__EXERCISE__. Among the records below, find the lines with the word "apps" and copy them.

STUDY MATERIAL section start

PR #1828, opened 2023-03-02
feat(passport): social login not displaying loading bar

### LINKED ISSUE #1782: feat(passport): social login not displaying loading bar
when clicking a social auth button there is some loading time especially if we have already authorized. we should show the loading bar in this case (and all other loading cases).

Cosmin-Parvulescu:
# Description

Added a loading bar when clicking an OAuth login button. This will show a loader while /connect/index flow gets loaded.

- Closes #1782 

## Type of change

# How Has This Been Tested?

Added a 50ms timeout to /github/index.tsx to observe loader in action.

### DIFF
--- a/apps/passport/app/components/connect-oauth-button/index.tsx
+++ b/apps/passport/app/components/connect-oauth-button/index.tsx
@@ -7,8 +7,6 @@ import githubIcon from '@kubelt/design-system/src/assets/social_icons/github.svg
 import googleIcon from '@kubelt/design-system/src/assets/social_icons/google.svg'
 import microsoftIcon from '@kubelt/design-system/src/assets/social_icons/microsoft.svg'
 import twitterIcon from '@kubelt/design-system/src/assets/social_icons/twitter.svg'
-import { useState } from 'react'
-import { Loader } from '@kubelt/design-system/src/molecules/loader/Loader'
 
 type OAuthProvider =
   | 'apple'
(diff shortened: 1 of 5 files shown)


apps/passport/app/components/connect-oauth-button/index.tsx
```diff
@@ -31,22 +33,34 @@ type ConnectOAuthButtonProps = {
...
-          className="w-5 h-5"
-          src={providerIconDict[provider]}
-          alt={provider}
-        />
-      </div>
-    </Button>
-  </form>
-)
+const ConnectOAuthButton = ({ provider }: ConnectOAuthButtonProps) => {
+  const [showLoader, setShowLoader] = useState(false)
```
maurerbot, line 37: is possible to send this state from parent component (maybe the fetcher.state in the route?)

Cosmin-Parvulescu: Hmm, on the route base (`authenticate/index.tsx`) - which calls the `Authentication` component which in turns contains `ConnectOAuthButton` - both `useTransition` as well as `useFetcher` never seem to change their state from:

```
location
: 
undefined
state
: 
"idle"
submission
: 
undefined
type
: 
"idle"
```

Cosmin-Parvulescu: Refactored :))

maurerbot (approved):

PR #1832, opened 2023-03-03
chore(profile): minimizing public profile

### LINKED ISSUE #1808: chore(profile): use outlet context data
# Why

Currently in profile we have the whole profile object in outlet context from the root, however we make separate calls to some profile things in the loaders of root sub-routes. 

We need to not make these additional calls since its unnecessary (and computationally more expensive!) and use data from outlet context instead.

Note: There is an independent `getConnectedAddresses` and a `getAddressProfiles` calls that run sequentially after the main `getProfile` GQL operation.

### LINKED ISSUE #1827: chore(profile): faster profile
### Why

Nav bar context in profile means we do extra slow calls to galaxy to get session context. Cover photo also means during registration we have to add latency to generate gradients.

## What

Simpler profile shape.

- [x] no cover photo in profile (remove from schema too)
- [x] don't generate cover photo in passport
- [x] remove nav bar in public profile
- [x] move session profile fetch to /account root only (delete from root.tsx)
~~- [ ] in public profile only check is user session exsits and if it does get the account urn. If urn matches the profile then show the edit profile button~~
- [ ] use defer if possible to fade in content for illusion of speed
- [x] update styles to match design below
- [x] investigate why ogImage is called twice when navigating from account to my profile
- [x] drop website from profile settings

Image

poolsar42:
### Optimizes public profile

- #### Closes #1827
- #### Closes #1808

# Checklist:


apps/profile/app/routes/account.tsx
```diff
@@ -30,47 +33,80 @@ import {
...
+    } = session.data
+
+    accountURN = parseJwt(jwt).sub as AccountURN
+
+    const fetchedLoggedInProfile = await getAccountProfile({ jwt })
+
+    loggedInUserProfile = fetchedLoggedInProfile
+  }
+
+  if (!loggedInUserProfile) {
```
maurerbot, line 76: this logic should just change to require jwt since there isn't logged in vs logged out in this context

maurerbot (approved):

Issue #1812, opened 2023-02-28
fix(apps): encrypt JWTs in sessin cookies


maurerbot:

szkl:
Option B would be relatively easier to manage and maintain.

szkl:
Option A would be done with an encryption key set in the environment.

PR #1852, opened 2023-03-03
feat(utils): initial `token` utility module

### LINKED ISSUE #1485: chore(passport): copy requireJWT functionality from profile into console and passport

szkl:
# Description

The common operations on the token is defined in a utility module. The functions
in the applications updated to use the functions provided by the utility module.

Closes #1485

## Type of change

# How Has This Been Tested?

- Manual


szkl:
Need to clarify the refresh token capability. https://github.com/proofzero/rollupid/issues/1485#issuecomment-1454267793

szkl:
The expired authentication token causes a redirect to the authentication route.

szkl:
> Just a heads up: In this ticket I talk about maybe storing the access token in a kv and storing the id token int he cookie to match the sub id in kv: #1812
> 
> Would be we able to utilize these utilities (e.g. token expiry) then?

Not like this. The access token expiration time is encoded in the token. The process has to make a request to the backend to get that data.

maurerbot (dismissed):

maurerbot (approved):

STUDY MATERIAL section end

__OUTPUT OF THE EXERCISE__.
--- a/apps/passport/app/components/connect-oauth-button/index.tsx
+++ b/apps/passport/app/components/connect-oauth-button/index.tsx
apps/passport/app/components/connect-oauth-button/index.tsx
apps/profile/app/routes/account.tsx
fix(apps): encrypt JWTs in sessin cookies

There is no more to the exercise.